Single by Instant Funk

from the album Instant Funk
- B-side: "Wide World of Sports"
- Released: December 1978
- Genre: Disco; funk;
- Length: 5:17 3:20 (single version)
- Label: Salsoul
- Producer: Bunny Sigler

Instant Funk singles chronology
| "It Ain't Reggae (But It's Funky)" (1977) | "I Got My Mind Made Up (You Can Get It Girl)" (1978) | "Slap, Slap, Lickedy Lap" (1979) |

= I Got My Mind Made Up (You Can Get It Girl) =

"I Got My Mind Made Up (You Can Get It Girl)" is a single by the funk band Instant Funk, recorded and released in 1978, which was later included in their self-titled sophomore album.

==Song Background==
The original production of this song was done on 8 tracks and was a simple 3 minute R&B song. It was transferred to 24 track tape at Blank Tapes, NYC and work began on it by the producer Bunny Sigler and engineer Bob Blank. Among other things, Bunny brought in a woman to say 'say what?' throughout the record. Standing behind her, his directions ("scream") were amplified and used as part of the production. Remixing was done manually (no computerization) and was attempted by Walter Gibbons, Ken Cayre (the owner of Salsoul Records) and finally by DJ Larry Levan. Recorded in Blank Tapes's old studio A, on a console that was not automated, the remixes were created with splicing tape, playing a small section of the music and then resetting the console, then recording the next piece. For the groove part that defines the song, 4 bars of groove section were edited in over and over to create the format of the song as it exists today. Bob Blank, the engineer for this production, estimates that it took over 60 hours of mixing time to create the versions that exist today.

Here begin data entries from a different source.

PR #7406, opened 2019-07-18
[PY] Implement logical expected conditions in Python

### LINKED ISSUE #7121: Python ExpectedCondition "Or" "And" "Not"
## 🚀 Feature Proposal

Copy the ExpectedConditions "Or", "And", and "Not" from the Java library to the Python library.

## Motivation

- "**Or**" will simplify logic & speed up execution in tests when we need only 1 of several possible expected conditions to appear.
- "**And**" may simplify logic in tests where we need all of several conditions to appear.
- "**Not**" may increase code readability

## Example

e.g. "**Or**":  During A/B testing of a website, it is unknown which of 2 elements will be served every page load.  The "Or" expected condition can ensure the test is unblocked as soon as either of them displays.

e.g. "**Or**": A user may or may not be shown a splash screen before the login-screen.  Using "Or", a single test can begin execution as soon as it confirms that either a splash element or a login element is visible.

e.g. "**And**": A test may wish to confirm the visibility of multiple elements before continuing.  (_This functionality can be easily synthesized in test code, but using the "And" expected condition might create clearer code._)

e.g. "**Not**": A test may wish to wait for an element to disappear before continuing.  
(_This functionality can be easily synthesized in test code, AND it's often better to use the inverse ExpectedCondition, but using the "Not" expected condition might make clearer code._)

GQAssurance:
Replicates the functionality of Java's AND / OR / NOT expected conditions.
Because of reserved word constraints in Python, these are named:

OR:  `any_of(*expected_condition)`
AND: `all_of(*expected_condition)`
NOT: `none_of(*expected_condition)`

Each function takes an unlimited number of expected_conditions as arguments.

Implements #7121

### DIFF
--- a/py/selenium/webdriver/support/expected_conditions.py
+++ b/py/selenium/webdriver/support/expected_conditions.py
@@ -404,6 +404,58 @@ class alert_is_present(object):
             return False
 
 
+def any_of(*expected_conditions):
+    """ An expectation that any of multiple expected conditions is true.
+    Equivalent to a logical 'OR'.
+    Returns results of the first matching condition, or False if none do. """
+    def any_of_condition(driver):
+        for expected_condition in expected_conditions:
+            try:
+                result = expected_condition(driver)
+                if result:
+                    return result
+            except WebDriverException:
+                pass
+        return False
+    return any_of_condition
+
+
+def all_of(*expected_conditions):
+    """ An expectation that all of multiple expected conditions is true.
+    Equivalent to a logical 'AND'.
+    Returns: When any ExpectedCondition is not met: False
+             When all ExpectedConditions are met: A List with each
+              ExpectedCondition's return value """
+    def all_of_condition(driver):
+        results = []
+        for expected_condition in expected_conditions:
+            try:
+                result = expected_condition(driver)
+                if not result:
+                    return False
+                results.append(result)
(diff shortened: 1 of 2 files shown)


py/selenium/webdriver/support/expected_conditions.py
```diff
@@ -404,6 +404,54 @@ def __call__(self, driver):
...
+    """ An expectation that all of multiple expected conditions is true.
+    Equivalent to a logical 'AND'.
+    Returns a Boolean """
+    def all_of_condition(driver):
+        for expected_condition in expected_conditions:
+            try:
+                result = expected_condition(driver)
+                if not result:
+                    return False
+                return True
```
Dude-X: `return True` should be outside the for loop.
Many expected conditions sometimes return the element or object you're waiting for.
Should this return a list of all results?

GQAssurance: #1 (facepalm) fixed
#2 That's a good idea.  the `all_of` function returns every EC's result in a list; it could then be parsed for elemental results if needed.

Dude-X:
LGTM.

GQAssurance:
> LGTM.

Is there any way I can help get this merged into master?

PR #7414, opened 2019-07-20
Updating okhttp3 library to 4.0.1

mmerrell:
Updated okhttp3 to v4.0.1
Updated okio to v2.2.2
Added new dep: kotlin-stdlib v 1.3.41

I added the kotlin lib to the /third_party/java path, but if this keeps up we might consider a /third_party/kotlin path. I'm content to leave it like it is as long as it uses the jvm, but let me know if this should change now.


shs96c:
Looks great to me! Thank you for update!

PR #7416, opened 2019-07-21
Old style exceptions are syntax errors in Python 3

cclauss:


luke-hill:
@cclauss I know we still run some tests in python 2, will this syntax work in python 2?

@lmtierney should be a quick review and merge / decline here?

cclauss:
This change is compatible with both Python 2 and Python 3.

barancev:
The changed file is a part of the build infrastructure, it does not touch any code that can affect end users.

barancev:
Merged as ca9e9a4a752baa588f88eca87f2b936c0ed50709, thank you for the contribution!

PR #7419, opened 2019-07-22
Travis CI: dist: xenial is now the default and sudo is deprecated

cclauss:
The default Travis distro is now xenial and the __sudo:__ tags is now deprecated because the sudo is _always_ available and there is no way to turn it off.

### DIFF
--- a/scripts/travis/before_script.sh
+++ b/scripts/travis/before_script.sh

In 1985, Salsoul Records removed all the multi-track masters from Blank Tapes (hundreds were stored in air conditioned storage areas in the studio) and destroyed them, except for some that were saved from destruction by John Morales. This master was among them.

==Chart performance==
The song spent three non-consecutive weeks at number one on the R&B singles chart (interrupted by "He's the Greatest Dancer" by Sister Sledge). It also enjoyed success on the Billboard Hot 100 singles chart, peaking at number twenty. The single also peaked at number one on the disco chart.

==Chart positions==

| Chart (1979) | Peak position |
|---|---|
| U.S. Billboard Hot 100 | 20 |
| U.S. Billboard Dance | 1 |
| U.S. Billboard Hot Soul Singles | 1 |

| Year-end chart (1979) | Rank |
|---|---|
| US Top Pop Singles (Billboard) | 90 |

==Remixes==
Throughout the years 'I Got My Mind Made Up' has been remixed:
- In 1988 the track was given a house remix by Ambassadors Of Funk.
- In 1990 the song was remixed by Freshline Allstars and Hithouse.
- In 1995 the song was remixed by Johnny Vicious. In 1997 the song was remixed by Alex Neri. In 1998 the song was remixed by Succi
- In 2003 the song was remixed by Thunderpuss.

==Samples==
- It was recognizably sampled by De La Soul in their track "A Rollerskating Jam named 'Saturdays'".